Abstract

Vascular insulin resistance often precedes endothelial dysfunction in type 1 diabetes mellitus. Strategies to limit vascular dysfunction include intensive insulin therapy (4-9 mM) and aerobic training. To avoid the risk of hypoglycaemia, individuals often prescribed conventional insulin therapy (9-15 mM) and participate in resistance training. In a model of type 1 diabetes mellitus, this study examined insulin-induced vasomotor function in the aorta and femoral artery to determine (1) whether resistance training with conventional insulin therapy provides the same benefits as aerobic training with conventional insulin therapy, (2) whether aerobic training or resistance training, when paired with conventional insulin therapy, results in superior vasomotor function compared to intensive insulin therapy alone and (3) whether vessel-specific adaptations exist.
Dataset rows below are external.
PR #4857, opened 2024-12-02
fix: correct log from simdata api client wrapper module

jcschaff:
corrects erroneous log message when using Simdata module in NestJS.   Very safe.


AlexPatrie (approved):

luciansmith (approved):

luciansmith:
FWIW, the review panel complains about 'only.txt' not having a newline on its own at the end.

PR #4859, opened 2024-12-03
feat: implement data caching in dispatch

AlexPatrie:


jcschaff (approved):
looks good, please remove anything at all risky in the short term.  Approved.

PR #4861, opened 2024-12-12
fix: use lowercase containers in simulator container URLs

jcschaff:
The Virtual Cell simulator container image URL was generated from the simulator `id` as defined in its biosimulator.json which was `VCell` rather than the lower case `vcell`.  For the recent submission of VCell 7.7.0.12, this created a docker URL used by singularity of docker://ghcr.io/biosimulators/VCell:7.7.0.12, which is rejected with the following message:

> While making image from oci registry: error fetching image to cache: failed to get checksum for 
> docker://ghcr.io/biosimulators/VCell:7.7.0.12: unable to parse image name docker://ghcr.io/biosimulators/VCell:7.7.0.12: 
> invalid reference format: repository name must be lowercase

now, when constructing the URL of a simulator docker image, the simulator name is always forced to be lowercase.  VCell may or may not be the only simulator whose `id` is mixed case, this fix should handle all cases.  There are other places in the code which compare the "normalized" simulator ids, accounting for mixed case.

This fixes the problem where the Virtual Cell simulator jobs timeout after being recently deployed, because the singularity image pre-generation fails with the message above.

also, improved a logging message when the api connects to Redis.

this has not been tested, but is very unlikely to do any harm.

### DIFF
--- a/apps/dispatch-service/src/app/services/sbatch/sbatch.service.ts
+++ b/apps/dispatch-service/src/app/services/sbatch/sbatch.service.ts
@@ -58,7 +58,7 @@ export class SbatchService {
     const storageKey = this.configService.get('storage.accessKey');
     const storageSecret = this.configService.get('storage.secret');
 
-    const simulatorImage = `docker://ghcr.io/biosimulators/${simulator}:${simulatorVersion}`;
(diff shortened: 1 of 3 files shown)


AlexPatrie (approved):
Looks good. Approved.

Groups consisted of conventional insulin therapy, intensive insulin therapy, aerobic training with conventional insulin therapy and resistance training with conventional insulin therapy. Following multiple low doses of streptozotocin, male Sprague-Dawley rats were supplemented with insulin to maintain blood glucose concentrations (9-15 mM: conventional insulin therapy, aerobic training and resistance training; 4-9 mM: intensive insulin therapy) for 12 weeks. Aerobic training performed treadmill exercise and resistance training consisted of weighted climbing. Coinciding with increased Akt signalling, aerobic training resulted in enhanced insulin-induced vasorelaxation in the femoral artery. Intensive insulin therapy displayed increased mitogen-activated protein kinase signalling and no improvement in insulin-stimulated vasorelaxation compared to all other groups. These data suggest that aerobic training may be more beneficial for limiting the pathogenesis of vascular disease in type 1 diabetes mellitus than merely intensive insulin therapy.